“幕僚?”李世民眼中陡然射出一道精光,这等身份,基本上等同于房玄龄跟杜如晦了,如此一名重要的人却是神秘失踪,儿子还被送进了宫中当了一名宦官?
“他到底是什么身份?”李世民追问。
“不知,不过似乎与道门有关。”魏徵回道,“离开的那一次也与道门有关。”
“他的身边还有谁?”
“就只有一名苏家少年郎,据说发妻生下孩子之后离世,多年来一直父子两人。”
“尔可知仅仅凭借这些,便是死罪?”李世民冷笑。
“殿下,苏家少年郎乃苏家唯一香火,且年少无知,涉世未深,这般大事,怎会又与他有关?”魏徵急忙解释,“而这一切,真要论缘由,乃罪臣一人所为,请殿下放过苏家少年郎一命!”
“二郎,妾观苏阳不过也是一孩童,还是被迫而为,真要怪罪,也怪罪不到他身上去。”长孙太子妃适当的开口。
“罢了。”李世民摆了摆手,“孤也知此事与玄成无关,尔便放心吧。苏阳的事,玄成不可与外人说,此事,当做未曾发生过。
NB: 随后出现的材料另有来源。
PR #6911, opened 2018-03-04
[ssr] Declare prenex implicits for `Some_inj`

anton-trunov:
**Kind:** documentation / bug fix.

Fixes / closes #6910 

Also fixes a minor typo in the documentation comment in ssrfun.v

PR #9995, opened 2019-04-24
fix `simpl_rel` and notations, `{pred T}` alias, `nonPropType` interface

ggonthier:
- Changed definition of `simpl_rel` to `T -> simpl_pred T`, so that
`inE` will now expand `a \in r b`, when `r := [rel x y | R]` to `R{b/x,
a/y}`, as the expanding coercion is now only inserted in the _last_
application.
The old definition made it possible to have a `simpl_rel >-> rel`
coercion that does not block expansion, but this can now be achieved
more economically with the `Arguments … /.` annotation.
-  Deleted the `[rel of P]` notation which is no longer needed with
the new `simpl_rel` definition, and was broken anyway.
- Added `relpre f R` definition of functional preimage of a notation.
- `comp` and `idfun` are now proper definitions, using the `Arguments
… /.` annotation to specify simplification on application.
- Added `{pred T}` syntax for the alias of `pred T` in the `pred_sort`
coercion class; deprecated the `pred_class` alias: one should either
use `pred_sort` in `Coercion` declarations, or `{pred T}` in type casts.
- Simplified the `predType` structure by removing the redundant
explicit `mem_pred` subfield, and replacing it with an interlocked
projection; deprecated `mkPredType`, now an alias for `PredType`.
- Added (and extensively documented) a `nonPropType` interface
matching types that do _not_ have sort `Prop`, and used it to remove
the non-standard maximal implicits annotation on `Some_inj` introduced
in #6911 by @anton-trunov.
- Documented the design of the four structures used to control the
matching of `inE` and related predicate rewriting lemmas.
- Used `only printing` annotations to get rid of token concatenation
hacks.
- Fixed boolean and general `if b return t then …` notation so that
`b` is bound in `t`. This is a minor source of incompatibility for
misuses of this syntax when `b` is _not_ bound in `t`, and `(if b then
…) : t` should have been used instead.
- Reserved all `ssreflect`, `ssrfun` and `ssrbool` notation at the top
of the file, adding some printing boxes, and removing some spurious
`[pred .. => ..]` reserved notation.
- Fixed parsing precedence and format of `<hidden n>` notation, and
declared and put it in an explicit `ssr_scope`. @gares check this is
fine with you.

### DIFF
--- a/plugins/ssr/ssreflect.v
+++ b/plugins/ssr/ssreflect.v
@@ -28,6 +28,11 @@ Declare ML Module "ssreflect_plugin".
         argumentType c == the T such that c : forall x : T, P x.
           returnType c == the R such that c : T -> R.
      {type of c for s} == P s where c : forall x : T, P x.
+           nonPropType == an interface for non-Prop Types: a nonPropType coerces
+                          to a Type, and only types that do _not_ have sort
+                          Prop are canonical nonPropType instances. This is
+                          useful for applied views (see mid-file comment).
+             notProp T == the nonPropType instance for type T.
            phantom T v == singleton type with inhabitant Phantom T v.
                phant T == singleton type with inhabitant Phant v.
                  =^~ r == the converse of rewriting rule r (e.g., in a
@@ -57,8 +62,6 @@ Declare ML Module "ssreflect_plugin".
  More information about these definitions and their use can be found in the
  ssreflect manual, and in specific comments below.                           **)
 
-
-
 Set Implicit Arguments.
 Unset Strict Implicit.
 Unset Printing Implicit Defensive.
@@ -77,13 +80,47 @@ Reserved Notation "(* 69 *)" (at level 69).
 (**  Non ambiguous keyword to check if the SsrSyntax module is imported  **)
 Reserved Notation "(* Use to test if 'SsrSyntax_is_Imported' *)" (at level 8).
 
-Reserved Notation "<hidden n >" (at level 200).
+Reserved Notation "<hidden n >" (at level 0, n at level 0,
+  format "<hidden  n >").
 Reserved Notation "T (* n *)" (at level 200, format "T  (* n *)").
 
 End SsrSyntax.
 
 Export SsrMatchingSyntax.
 Export SsrSyntax.
+
+(** Save primitive notation that will be overloaded. **)
+Local Notation CoqGenericIf c vT vF := (if c then vT else vF) (only parsing).
+Local Notation CoqGenericDependentIf c x R vT vF :=
+  (if c as x return R then vT else vF) (only parsing).
+Local Notation CoqCast x T := (x : T) (only parsing).
+
+(** Reserve notation that introduced in this file. **)
+Reserved Notation "'if' c 'then' vT 'else' vF" (at level 200,
+  c, vT, vF at level 200, only parsing).
+Reserved Notation "'if' c 'return' R 'then' vT 'else' vF" (at level 200,
+  c, R, vT, vF at level 200, only parsing).
+Reserved Notation "'if' c 'as' x 'return' R 'then' vT 'else' vF" (at level 200,
+  c, R, vT, vF at level 200, x ident, only parsing).
+
+Reserved Notation "x : T" (at level 100, right associativity,
+  format "'[hv' x '/ '  :  T ']'").
+Reserved Notation "T : 'Type'" (at level 100, format "T  :  'Type'").
+Reserved Notation "P : 'Prop'" (at level 100, format "P  :  'Prop'").
+
+Reserved Notation "[ 'the' sT 'of' v 'by' f ]" (at level 0,
+  format "[ 'the'  sT  'of'  v  'by'  f ]").
+Reserved Notation "[ 'the' sT 'of' v ]" (at level 0,
+  format "[ 'the'  sT  'of'  v ]").
+Reserved Notation "{ 'type' 'of' c 'for' s }" (at level 0,
+  format "{ 'type'  'of'  c  'for'  s }").
+
+Reserved Notation "=^~ r" (at level 100, format "=^~  r").
+
+Reserved Notation "[ 'unlockable' 'of' C ]" (at level 0,
+  format "[ 'unlockable'  'of'  C ]").
+Reserved Notation "[ 'unlockable' 'fun' C ]" (at level 0,
+  format "[ 'unlockable'  'fun'  C ]").
 
 (**
  To define notations for tactic in intro patterns.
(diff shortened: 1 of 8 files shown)


gares:
Mtac failure seem unrelated

plugins/ssr/ssreflect.v
```diff
@@ -500,3 +529,105 @@ Hint View for apply/ iffRLn|2 iffLRn|2 iffRL|2 iffLR|2.
...
+ of the initial canonical instance, and not on the instance itself as we do
+ in mathcomp/matrix and mathcomp/vector, because we want the unification to
+ fail when T has sort Prop. If both the test_of _and_ the result check
+ unifications were done as part of the structure telescope then the latter
+ would be a sub-problem of the former, and thus failing the check would merely
+ make the test_of unification backtrack and delta-expand and we would not get
+ failure.
+ **)
+
+#[universes(template)]
```
gares: I'm wondering why the Structures are annotate with `template`

gares (commented):
Looks good to me. I'd love to have a test in `test-suite` for an instance of `nonPropType` (or, is `Some_inj` used as a view in the few ssr*.v files? it does not seem to)

Notes:
- should `nonPropType` also non-unify with `SProp`? If so we should add a test for this (`SProp` needs a command line flags in order to be available, but in `test-suite` we can set flags on a per file basis, so it should be doable)
- the `universe(template)` attribute needs to be clarified
- the CHANGES file seems not to reflect the recent creation of the `v8.10` branch (eg this PR adds lines in the Unreleased section, but this section contains things that should be in a 8.10 section CC @vbgl )

plugins/ssr/ssreflect.v
ggonthier: "Just to be on the safe side", mostly, as I'm not sure about the semantics of the annotation.
If these only are meaningful for types with `Type` parameters then these are indeed useless, but then the `external_view` type (shouldn't it be a `Variant`?) does have a `template` annotation. I suppose the annotation on `test_of` is almost certainly useless, since that `Structure` has no parameter _or_ component in `Type`.

ggonthier:
I'm not sure about `SProp`; is it supposed to be included in `Prop`? In any case, I don't think this really matters for the intended use cases.
I can make the mechanism open-ended by adding intermediate delta layers before and/or after `maybeProp`. This would let users adjust the set of excluded types by defining new instances of `test_of`, perhaps even using an auxiliary `Structure` to pattern-match on the type itself, e.g., to specifically exclude `reflect`. I thought however that `nonPropType` was good enough for known use cases, and simpler to explain (implementation is a whole other story!).

ggonthier:
I'll see about adding something to `test-suite`. `Some_inj` is used in `seq`, but not as a view; indeed this use made me realise that putting non-standard implicits on `Some_inj` was a mistake, and got me thinking about finding another way to address the issue raised by @anton-trunov.

ggonthier:
I'm not sure what to do about `CHANGES`. I assumed this was a bit late for 8.10, so the "unreleased" category seemed fine for me, and that the owners of other items would see to their migration in the 8.10 subdivision?

gares:
> I'm not sure what to do about `CHANGES`

I'll deal with this at merge time myself

> I'm not sure about `SProp`; is it supposed to be included in `Prop`? In any case, I don't think this really matters for the intended use cases.

CC @SkySkimmer knows the detail. I think that the terms that live in SProp can live in Prop, but not the converse and that there is no cumulativity between the two sorts. 
My intuition is that, as a user, SProp is like Prop but with more proof irrelevance. So some statements that today I put in Prop, maybe tomorrow I'll put them in SProp. Hence my question about `notProp`, since I'd expect it to also rule out SProp.

plugins/ssr/ssreflect.v
gares: Cc @maximedenes @mattam82 (given #9918 they surely know better).

SkySkimmer:
There's an explicit lift from SProp to Prop but no implicit lift (cumulativity).
I don't really understand what the new thing is, but I think you'd get a typing error at some point if you tried to use it with SProp due to the non cumulativity. (perhaps needing to wait until Qed / unset https://coq.github.io/doc/master/refman/addendum/sprop.html#coq:opt.elaboration-strictprop-cumulativity)

plugins/ssr/ssreflect.v
SkySkimmer: I added the annotation mechanically when I added the auto template warning, hoping to have a look at individual cases at some point. The warning was later disabled-by-default due to low value and false positives.
AFAIK template is only useful when there's a Type parameter (not component), or when you rely on automatic lowering.

Automatic lowering: this would work without the attribute
~~~coq
#[universes(notemplate)]
Inductive foo := .
Fail Check foo : Prop. (* error foo is in Type *)
~~~

I would say don't bother annotating new types. I would almost consider reverting the existing annotations but I don't feel it's worth the time to think about it.

ggonthier:
There's no chance of a delayed type error, because a type being accepted as a `Prop` causes the unification to fail. So if Coq allows an `SProp` to be assigned to a `Prop` evar, then `nonPropType` will also exclude `SProp`, regardless of whether this assignment would be rejected on `Qed` (it will never get to this, since the unification will have failed and the assignment discarded). If not, then `nonPropType` will accept `SProp`s, so a separate (or extended) version would be needed to have that functionality.

SkySkimmer:
BTW please don't open branches on the Coq repo itself.

gares (approved):
Look OK to me.

gares:
> BTW please don't open branches on the Coq repo itself.

I'll delete the branch after merging, next time @ggonthier please use the fork button to obtain a copy of coq in you github namespace, eg github.com/ggconthier/coq, push your branch there and do the PR. I guess you already have a coq clone on your hard drive, I recommend (after you hit the fork button in coq/coq) you do the git gimmicks
```
git remote rename origin upstream
git remote add origin git@github.com:ggonthier/coq.git
git remote update
```
In this way the standard destination for a push (`origin`) points your your own space, rather than the official repo (`upstream`). 

WRT this PR, I think we are good, If I head nothing I'll merge later today.

FTR the `nonProp` thing solves a quite annoying issue @bgregoir has been reporting privately many times, I CC him here to make him aware of this.

ggonthier:
@gares, @SkySkimmer : thank you for the specific instructions. You might want to include those in `coq/CONTRIBUTING.md`, which at present quite literally instructs contributors to fork the main repository....
  Regarding this PR, I've got an additional outstanding commit fixing a multiple-coercion issue that came up while I was propagating the interface change to MathComp (math-comp/math-comp#337).
  As this commit also removes rather than deprecates two legacy `ssrbool` definitions (`mkPredType` and `pred_class`) I'm holding it until math-comp/math-comp#337 can be merged (it's still held up by minor v8.7 compatibility issues, which I hope to clear up today).
  Finally, `CONTRIBUTING.md` say I should add myself to `CREDITS`; I'm already in there, but the dates are wrong, so I guess I'll just fix that?

Zimmi48:
>which at present quite literally instructs contributors to fork the main repository

You may be confusing "fork" and "clone" but the instruction of forking the repository is indeed what we request from contributors and what @gares just explained above. We may need to clarify further what that means.

>Finally, CONTRIBUTING.md say I should add myself to CREDITS; I'm already in there, but the dates are wrong, so I guess I'll just fix that?

Yes, if you don't mind. Note though that because not many people actually follow this advice, we will probably switch to another setup wrt `CREDITS` in the future.

gares:
> I'm holding it until

OK, then just ping me back when things are set.

ggonthier:
@gares: completed, squashed and rebased; hopefully CI holds (math-comp itself was also updated).

gares:
Are we good? (I see you said go, but then pushed again)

”
“多谢殿下!臣定当死守这个秘密!”魏徵松了一口气,玄成是他的字,李世民会称呼他的字,也代表着是一种态度。
若要问罪,就不是这么好声好气了。
“玄成有空可以过去探望,不过今晚就不必了。”李世民又说道,“夜深了,路上小心。”